I believe every paramedic must harbor the same latent fears I do, the terror of entrapment, of drowning, of waking up in fire, something long and tortuous, or something quick but not instant – something that gives me time to think. If I were to write the paramedic’s prayer I would start it, Dear Lord, please let me get shot in the back of the head or struck by a car I never saw coming or hit by lightning or. . . but even as I’m praying, I see my terminal vision floating before me, the scene I’ll play over and over in my head a thousand times before I die. . .
. . . I see my wife and son waiting for me by the door, wondering why I’m late.
“What will you think of?” I asked.
Nicky exhaled. Sometimes when he talked about his own wife and kids, recounting some little thing they had done over the weekend, he would tear up, telling me he’d crush my nuts in my sleep if I told anybody. Hell, he blubbered five full minutes the first time his daughter told him she loved him over the phone.

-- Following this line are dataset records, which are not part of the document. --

PR #990, opened 2025-10-21
Create Python API for VideoEncoder

Dan-Flores:
This PR creates a simple `VideoEncoder` class, and updates several tests to utilize the `VideoEncoder.to_file` pattern.

* `test_bad_input_parameterized` is the `VideoEncoder` equivalent to the [AudioEncoder test](https://github.com/meta-pytorch/torchcodec/blob/fe738a6c0bff09c0d3f262e5b6a58d4cf3c785c1/test/test_encoders.py#L150) that ensures general error checking occurs, while test_bad_input tests method specific errors.

* `test_contiguity`: is the `VideoEncoder` equivalent to the [AudioEncoder test](https://github.com/meta-pytorch/torchcodec/blob/fe738a6c0bff09c0d3f262e5b6a58d4cf3c785c1/test/test_encoders.py#L410) to ensure contiguous and non-contiguous tensors can be encoded, and are encoded equivalently.

### DIFF
--- a/test/test_encoders.py
+++ b/test/test_encoders.py
@@ -588,7 +588,7 @@ class TestVideoEncoder:
             getattr(encoder, method)(**valid_params)
 
         with pytest.raises(
-            ValueError, match=r"Expected 3D or 4D frames, got frames.shape = torch.Size"
+            ValueError, match=r"Expected 4D frames, got frames.shape = torch.Size"
         ):
             encoder = VideoEncoder(
                 frames=torch.zeros(10),


test/test_encoders.py
```diff
@@ -564,3 +564,117 @@ def write(self, data):
...
+    @pytest.mark.parametrize("method", ("to_file", "to_tensor", "to_file_like"))
+    def test_contiguity(self, method, tmp_path):
+        # Ensure that 2 sets of video frames with the same pixel values are encoded
+        # in the same way, regardless of their memory layout. Here we encode 2 equal
+        # frame tensors, one is contiguous while the other is non-contiguous.
+
+        num_frames, channels, height, width = 5, 3, 64, 64
+        contiguous_frames = (
+            (torch.rand(num_frames, channels, height, width) * 255)
+            .to(torch.uint8)
```
NicolasHug: Just use `torch.randint(0, 256, size=(num_frames, channels, height, width), dtype=torch.uint8).contiguous()`

test/test_encoders.py
```diff
@@ -564,3 +564,117 @@ def write(self, data):
...
+        )
+        assert contiguous_frames.is_contiguous()
+
+        # Create non-contiguous frames by permuting, calling contiguous to update memory layout,
+        # then permuting back to the initial order
+        non_contiguous_frames = (
+            contiguous_frames.permute(0, 3, 2, 1).contiguous().permute(0, 3, 2, 1)
+        )
+        assert non_contiguous_frames.stride() != contiguous_frames.stride()
+        assert not non_contiguous_frames.is_contiguous()
```
NicolasHug, line 649: This is good, but you should be able to check for this which is stricter:

```
assert  non_contiguous_frames.is_contiguous(memory_format=torch.channels_last)
```

Dan-Flores: So far, I have assumed frames will be in `NCHW` format. This shape is retained after the permutations, so I do not believe `channels_last` applies here?

NicolasHug: The frames are always of `NCHW` **shape** . But internally they can have any arbitrary memory layout (format). These are mostly orthogonal concepts, i.e. frames can have `NCHW` shape while still being represented as `NHWC` layout (channels last).

I realize now the `non_contiguous_frames` you created are indeed *not* channels last. But we can force them to be by changing to:

```py
contiguous_frames.permute(0, 2, 3, 1).contiguous().permute(0, 3, 1, 2)
```

and you should see that `assert  non_contiguous_frames.is_contiguous(memory_format=torch.channels_last)` is passing now. Note how we're now permuting the channels dimension from `N*HW` to `NHW*`, and back.

Your test was still correct BTW - I just think it's good to actually explicitly check for `channels_last` because this is how frames may arrive.

src/torchcodec/encoders/_video_encoder.py
```diff
@@ -0,0 +1,97 @@
...
+
+
+class VideoEncoder:
+    """A video encoder.
+
+    Args:
+        frames (``torch.Tensor``): The frames to encode. This must be a 4D
+            tensor of shape ``(N, C, H, W)`` where N is the number of frames,
+            C is 3 channels (RGB), H is height, and W is width.
+            A 3D tensor of shape ``(C, H, W)`` is also accepted as a single RGB frame.
```
NicolasHug: >             A 3D tensor of shape ``(C, H, W)`` is also accepted as a single RGB frame.


Q - Do we need to support that? I'm wondering if it makes a lot of sense to just encode a single image as a video. I suspect this was made to mimic the AudioEncoder behavior but that was a different use-case. In the AudioEncoder we want to allow for 1D audio to be supported as it's still a valid waveform. But I don't think we need to treat a single frame as a valid video.

src/torchcodec/encoders/_video_encoder.py
```diff
@@ -0,0 +1,97 @@
...
+            Values must be uint8 in the range ``[0, 255]``.
+        frame_rate (int): The frame rate to use when encoding the
+            **input** ``frames``.
```
NicolasHug: My interpretation of this description is that this parameter actually defines the the frame rate of the encoded output, because of the "frame rate to use when encoding" part.

I think it might be less ambiguous as

> The frame rate of the **input** ``frames``. This is *not* the frame rate of the encoded output.

src/torchcodec/encoders/_video_encoder.py
```diff
@@ -0,0 +1,97 @@
...
+    def to_file(
+        self,
+        dest: Union[str, Path],
+    ) -> None:
+        """Encode frames into a file.
+
+        Args:
+            dest (str or ``pathlib.Path``): The path to the output file, e.g.
+                ``video.mp4``. The extension of the file determines the video
+                format and container.
```
NicolasHug: What's the distinction between "format" and "container" here? I would just use one or the other?

Dan-Flores: The terms are used interchangeably, so I included both here to be understandable to users of both terms. Let me know if that is actually more confusing that just naming one term.

I might have added the distinction after discovering the format `mkv` is defined as a `matroska` container. I have not encountered other formats where these are different.

src/torchcodec/encoders/_video_encoder.py
Dan-Flores: I'm not sure what the use case is for encoding an image as a video, but since FFmpeg allows encoding an image to video, I believe we can retain this functionality for a relatively low cost.

src/torchcodec/encoders/_video_encoder.py
Dan-Flores: We use this variable in the `Encoder.cpp`: `avCodecContext_->framerate = {inFrameRate_, 1};`. 
Perhaps the naming is confusing (should be `inputFrameRate` rather than `inFrameRate`), but is it not accurate to say this defines the frame rate of the encoded output?

NicolasHug: Good point, you're right, `frame_rate` and `inFrameRate` currently define *both* the frame rate of the input *and* the frame rate of the encoded output.

But in a future implementation, we might let the user choose to encode the output with a different frame rate. If/when that happens, then this `frame_rate` parameter will only be about the *input* frame rate, while the `frame_rate` parameter that we'll add to the decoding method (`to_file(frame_rate=...)`) will define the output frame rate. It will be similar to what we do in the `AudioEncoder` with the `sample_rate` parameters: 

- one is for the input, in the constructor: https://github.com/meta-pytorch/torchcodec/blob/28b03462ca77f2a06e3de03ae862bc1ac5053efb/src/torchcodec/encoders/_audio_encoder.py#L18-L20 
- one is for the output, in the methods: https://github.com/meta-pytorch/torchcodec/blob/28b03462ca77f2a06e3de03ae862bc1ac5053efb/src/torchcodec/encoders/_audio_encoder.py#L66-L67


My original docstring suggestion was definitely wrong (thanks for catching!) but I'd still suggest to clarify that this is really the *input* frame rate. And, for now, it also happens to be what we use for the output frame rate:

> The frame rate of the input frames. Also defines the encoded output frame rate.

src/torchcodec/encoders/_video_encoder.py
NicolasHug: I feel like saying

> determines the video format and container.

may suggest to some readers that "format" and "container" refer to different things. Especially because a) "format" is sometimes used to refer to the codec, and b) in the methods we only have one single "format" parameter and we never mention the "container".

How about using the term "container format" everywhere in the docstrings? I think that is the actual correct technical term for that ([wikipedia](https://en.wikipedia.org/wiki/Container_format)):

> Notable examples of container formats include [...] formats used for multimedia playback (such as [Matroska](https://en.wikipedia.org/wiki/Matroska), [MP4](https://en.wikipedia.org/wiki/MPEG-4_Part_14), and [AVI](https://en.wikipedia.org/wiki/Audio_Video_Interleave)).

 The parameter can still be `format` - I think this makes sense for consistency with the AudioEncoder, but in the docstrings of all methods we could clarify that `format` corresponds to the "container format"?

src/torchcodec/encoders/_video_encoder.py
NicolasHug: > I'm not sure what the use case is for encoding an image as a video

I'm not sure either - let's not do it then :). One principle we have is that we should only implement things that we *know* are useful. In doubt, it's best not to expose it, it makes our life easier as maintainers. Of course if users start to explicitly request this feature, we may reconsider.

In the near future we will start implementing proper image encoders in torchcodec, and another guiding principle is that  *there should be one-- and preferably only one --obvious way to do it.* ([ref](https://peps.python.org/pep-0020/#the-zen-of-python)). If we were to support 3D tensors (images) into the `VideoEncoder` then we'd potentially expose two ways to do the same thing.

It doesn't mean we'll prevent users from doing it if they really want to: a user can still just call `unsqueeze(0)` on their 3D tensor and pass it. It will work. But we don't need to explicitly support 3D tensors on our side.

src/torchcodec/encoders/_video_encoder.py
Dan-Flores: Thanks for clarifying this - I'll make a note to add `frame_rate` to the encoding methods (`to_file`, etc) next.

mscheltienne:
Hello, thanks for this great addition, I'm looking forward to using it. Speaking of which, seeing the ~monthly release cadence; do you have any estimate on when the next release `0.9.0` including this feature will be available?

“Jay, I’m going to think about the seventy-one virgins waiting for me in heaven, dressed in white high heels and nursing hats – ”
I smiled. “ – pillow fighting.”
“Pillow fighting, that’s right. No more worries for me.”
A martyr’s paradise.
But a martyr to what cause, I wondered.
I whispered goodnight to my wife and son and to my unborn daughter. I put them safely back to bed, sheltered from the cold world by walls and windows and faith. Then I said goodnight to the Impenetrable Joshua Betts too, the first time of many, his stunned face hovering over me, frozen forever, watching, wondering.
Jeff Dean has published short fiction, creative nonfiction, and poetry in a number of literary journals between 1999 and 2025, including The New Delta Review (Eyster Prize Winner), Kimera: A Journal of Fine Writing (Pushcart Prize Nominee, 2001) Bottomfish, Echoes and Visions, and The Scarab. Jeff Dean's paramedic/firefighting career was ended by injuries (specifically a debilitating back injury) sustained in a major auto accident caused by a drunk driver in 2013, five years after this essay was originally written. He is a husband and father, and returned to graduate school in 2022 to study rhetoric and composition. He graduated in May 2025.